Choosing a Model Size
| Model | Best For | Batch Size Guidance |
|---|---|---|
| YOLO26n | Edge devices, mobile, real-time on CPU | Large batches (64-128) on consumer GPUs |
| YOLO26s | Balanced speed and accuracy | Medium batches (32-64) |
| YOLO26m | Higher accuracy with moderate compute | Smaller batches (16-32) |
| YOLO26l | High accuracy when GPU is available | Small batches (8-16) or multi-GPU |
| YOLO26x | Maximum accuracy, server deployment | Small batches (4-8) or multi-GPU |
For export and deployment options, see the Export guide and Model Deployment Options.
FAQ
How do I see the exact hyperparameters used for any checkpoint?
Load the checkpoint with torch.load() and access the train_args key, or use model.ckpt["train_args"] with the Ultralytics API. See Inspecting Training Args for complete examples.
Why are the epoch counts different for each model size?

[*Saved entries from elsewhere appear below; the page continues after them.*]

PR #225, opened 2026-06-29
feat(core): domain-decomposed potentials under shard_map

jonkhler:
Run classical potentials under `shard_map` domain decomposition, replicate-all: every device holds all N atoms, `origin: Index[OriginDeviceId]` marks ownership, and each device builds only the edges incident on its **owned** atoms by passing them as the neighbor list's `queried_keys` — owned atoms drive the cell-list stencil, so the costly candidate/distance work is O(N/D) while the key side is cheap-hashed. No ghost table: the owned-incident edges (global ids + image shifts) *are* the device's graph.

Correctness lives in the reduction, not the edge set. The stock energy functions reduce owned-only through the `Decomposition` seam (one PR below): `Sharded` masks non-owned rows and per-device energies come out as per-system **partials**; `ShardedPotential` psums ONLY the energy — gradients of the replicated positions/cell are already mesh-summed by `shard_map`'s transpose, and psumming them again would multiply forces by the device count (pinned by a unit test). The Ewald reciprocal term combines its owned partial structure factor across the mesh *inside* the differentiated energy (two PRs below).

Contents:
- `core/domain.py`: `Sharded`, `partition_equal_counts` (equal-count contiguous chunks in table order — ownership never affects correctness, only query locality; a space-filling-curve partitioner is the documented upgrade path if profiling shows locality matters), `owned_subset`, `sharded_local_edges`, `ShardedRadiusGraphConstructor` (no incremental path — a patch raises; static guard that origin labels match the mesh axis size).
- `core/sharding.py`: the mesh axis-name convention + replicated `device_put`. (jax's sentinel-unflatten round-trips need no per-site guards here: the placeholder detection of #290, at the bottom of the stack, covers them.)
- `owned_subset` records its capacity requirement as the max owned count over **all** devices (device-invariant, computed from the replicated origin labels), so the assertion leaves a `shard_map` through the default replicated assertion context and overflow **raises** instead of silently dropping atoms (pinned by test).
- DD gates on the 4-device simulated CPU mesh (`XLA_FLAGS` env set by #291): LJ energy+forces and the Ewald reciprocal term (with **net charge**) match single-device to machine precision. The segment-primitive vma rules the transpose relies on live in #291.

## Speedup (2× L4, strong scaling)

Measured with the stack-top drivers (#260) at 13 824 atoms, cutoff-swept coordination, marginal per-step cost (compile and warmup excluded):

| neighbors/atom | MD ms/step (D=1 → D=2) | MD speedup | relax ms/step (D=1 → D=2) | relax speedup |
|---|---|---|---|---|
| ~7  | 2.91 → 1.88 | **1.55×** | 6.6 → 6.0 | 1.10× |
| ~16 | 4.67 → 2.67 | **1.75×** | 8.3 → 6.7 | 1.23× |
| ~33 | 8.40 → 3.99 | **2.10×** | 9.9 → 8.0 | 1.24× |
| ~77 (realistic dense matter) | 28.2 → 13.7 | **2.05×** | 29.0 → 16.6 | 1.75× |

MD steps run in fused blocks of 10; relaxation pays a per-step host sync for the convergence check, which caps its scaling at low coordination. Expensive potentials (MLIAP) would dominate the step further, pushing end-to-end scaling toward the force-kernel limit at lower coordination. Measured at stack-top commit `25c43c5`.

Trajectories are bit-identical to single-device runs (gated in CI on the simulated mesh, and by the D=1 vs D=2 app-level trajectory tests).

**Scope:** `EwaldLongRangeComposer` / `evaluate_ewald_potential` still build `Replicated` point clouds and MLIAP/torch potentials are not decomposition-aware — DD covers the classical potentials via the graph constructor and direct energy calls. The runnable MD/relaxation drivers sit one PR above (#260).

Stack: #290 (pytree placeholder detection) → #291 (vma shim) → #258 (reduction seam) → #259 (per-atom Ewald) → **this PR** → #260 (drivers). (#257, the queried-keys self-image fix, is merged.)

### DIFF
--- a/pyproject.toml
+++ b/pyproject.toml
@@ -124,6 +124,7 @@ conflicts = [[{ extra = "uma" }, { extra = "mace" }]]
 
 [tool.pytest_env]
 JAX_ENABLE_X64 = "True"
+XLA_FLAGS = { value = "--xla_force_host_platform_device_count=4", "skip_if_set" = true }
 JAX_PLATFORMS = { value = "cpu", "skip_if_set" = true }
 JAX_DISABLE_MOST_OPTIMIZATIONS = { value = "True", "skip_if_set" = true }
 XLA_FLAGS = { value = "--xla_force_host_platform_device_count=4", "skip_if_set" = true }
--- a/pyproject.toml
+++ b/pyproject.toml
@@ -124,7 +124,6 @@ conflicts = [[{ extra = "uma" }, { extra = "mace" }]]
 
 [tool.pytest_env]
 JAX_ENABLE_X64 = "True"
-XLA_FLAGS = { value = "--xla_force_host_platform_device_count=4", "skip_if_set" = true }
 JAX_PLATFORMS = { value = "cpu", "skip_if_set" = true }
 JAX_DISABLE_MOST_OPTIMIZATIONS = { value = "True", "skip_if_set" = true }
 XLA_FLAGS = { value = "--xla_force_host_platform_device_count=4", "skip_if_set" = true }
--- a/src/kups/core/domain.py
+++ b/src/kups/core/domain.py
@@ -23,6 +23,7 @@ from typing import Any, Literal, Protocol, override, runtime_checkable
 
 import jax
 import jax.numpy as jnp
+import numpy as np
 from jax import Array
 
 from kups.core.capacity import Capacity
@@ -36,14 +37,13 @@ from kups.core.sharding import shard_axis
 from kups.core.typing import (
     HasCell,
     HasOrigin,
-    HasPositionsAndSystemIndex,
     IsState,
     OriginDeviceId,
     ParticleId,
     SystemId,
 )
 from kups.core.utils.jax import dataclass, field
-from kups.core.utils.math import triangular_3x3_matmul
+from kups.core.utils.ops import where_broadcast_last
 from kups.potential.common.graph import Decomposition, HyperGraph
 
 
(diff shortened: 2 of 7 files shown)


jonkhler:
## Design reasoning

**Replicate-all + AD.** Every device holds all atoms; `origin` is a reduction *label*, not a spatial region. Each device builds owned-incident edges (owned `rh` vs all `lh`), reduces energy owned-only, and psums it. Forces/cell-grad are cotangents of the replicated input, so `shard_map`'s transpose mesh-sums them for free — **psum the energy, never the forces**.

**Migration-free by construction.** Because data is replicated, an owned atom's full neighborhood is always local no matter how it moves or who owns the neighbors; ownership is a fixed label and energy is partition-independent. So no ghost exchange and no atom migration are needed for correctness (unlike LAMMPS, where each rank stores only its subdomain). Pinned by `test_domain_dynamics`: multi-step MD/relax trajectory == single-device as atoms move.

**Layer-0 is near-optimal in the no-comm regime.** The cell list already restricts the expensive distance/force work to O(N/D); only the cell-hash is O(N), and the bench shows it isn't the bottleneck (~1.9× strong scaling on 2 GPUs at realistic coordination ~50–70 nbrs/atom). Tightening the halo buys nothing without sharding — so this PR deliberately ships the simplest correct decomposition.

## What it would take to go further (region-DD / memory scaling)

Tracked in `plans/region_dd.md`. Not in this PR; needed only when N must exceed one device's memory.

- **Region ownership:** `origin = Partitioner(positions)` recomputed per replan; `Repartitioner` becomes the replan operator (present here, kept as the seam, then load-bearing + tested).
- **Halo as index set:** `lh = owned ∪ halo` (cutoff+skin shell from the cell list) + an lh→global remap; `cap_owned`/`cap_halo`.
- **Amortize on #194** (Verlet-skin rebuild trigger): replan fires on reneighbor.
- **The actual win needs one of:** region-restricted hashing (avoid the O(N) hash — SFC-key shortcut is unsound, needs care) **or** sharded data + gather-by-owner comm (the real O(N/D)-memory prize). Replicated + no-comm region-DD is interface plumbing only.

The `Partitioner -> Index[OriginDeviceId]` interface already admits arbitrary schemes (RCB/tiled, Hilbert, weighted); coherence affects halo *size*, not correctness — and there's no LAMMPS-style `brick`/`tiled` comm-style split because there's no comm.

jonkhler:
> [!WARNING]
> <b>This pull request is not mergeable via GitHub because a downstack PR is open. Once all requirements are satisfied, merge this PR as a stack <a href="https://app.graphite.com/github/pr/cusp-ai-oss/kUPS/225?utm_source=stack-comment-downstack-mergeability-warning" >on Graphite</a>.</b>
> <a href="https://graphite.dev/docs/merge-pull-requests">Learn more</a>

* **#260** <a href="https://app.graphite.com/github/pr/cusp-ai-oss/kUPS/260?utm_source=stack-comment-icon" target="_blank">Graphite</a>
* **#225** <a href="https://app.graphite.com/github/pr/cusp-ai-oss/kUPS/225?utm_source=stack-comment-icon" target="_blank">Graphite</a> 👈 <a href="https://app.graphite.com/github/pr/cusp-ai-oss/kUPS/225?utm_source=stack-comment-view-in-graphite" target="_blank">(View in Graphite)</a>
* **#259** <a href="https://app.graphite.com/github/pr/cusp-ai-oss/kUPS/259?utm_source=stack-comment-icon" target="_blank">Graphite</a>
* **#258** <a href="https://app.graphite.com/github/pr/cusp-ai-oss/kUPS/258?utm_source=stack-comment-icon" target="_blank">Graphite</a>
* **#291** <a href="https://app.graphite.com/github/pr/cusp-ai-oss/kUPS/291?utm_source=stack-comment-icon" target="_blank">Graphite</a>
* **#290** <a href="https://app.graphite.com/github/pr/cusp-ai-oss/kUPS/290?utm_source=stack-comment-icon" target="_blank">Graphite</a>
* `main`


<h2></h2>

Larger models converge faster on COCO because they have more capacity. The N model needed 245 epochs while the X model only needed 40. When fine-tuning on your own dataset, the optimal number of epochs depends on your dataset size and complexity, not the model size. Use early stopping (patience) to find the right stopping point automatically.
Should I use MuSGD for fine-tuning?
When optimizer=auto (the default), Ultralytics automatically selects MuSGD for longer training runs (>10,000 iterations) and AdamW for shorter ones. You can explicitly set optimizer=MuSGD if you prefer. For more on optimizer selection, see the training documentation.
What are muon_w, sgd_w, cls_w, o2m, and topk in the checkpoint?
These are internal parameters from the training pipeline that produced the base checkpoints. They are stored for reproducibility but are not user-configurable settings in default.yaml. You do not need to set them when fine-tuning. See Internal Training Parameters for details.
Can I replicate the exact pretraining from scratch?
The checkpoints were produced using an internal training branch with additional features not in the public codebase (like configurable o2m weights and cls_w). You can get very close results using the hyperparameters documented on this page with the public Ultralytics package, but an exact reproduction requires the internal branch.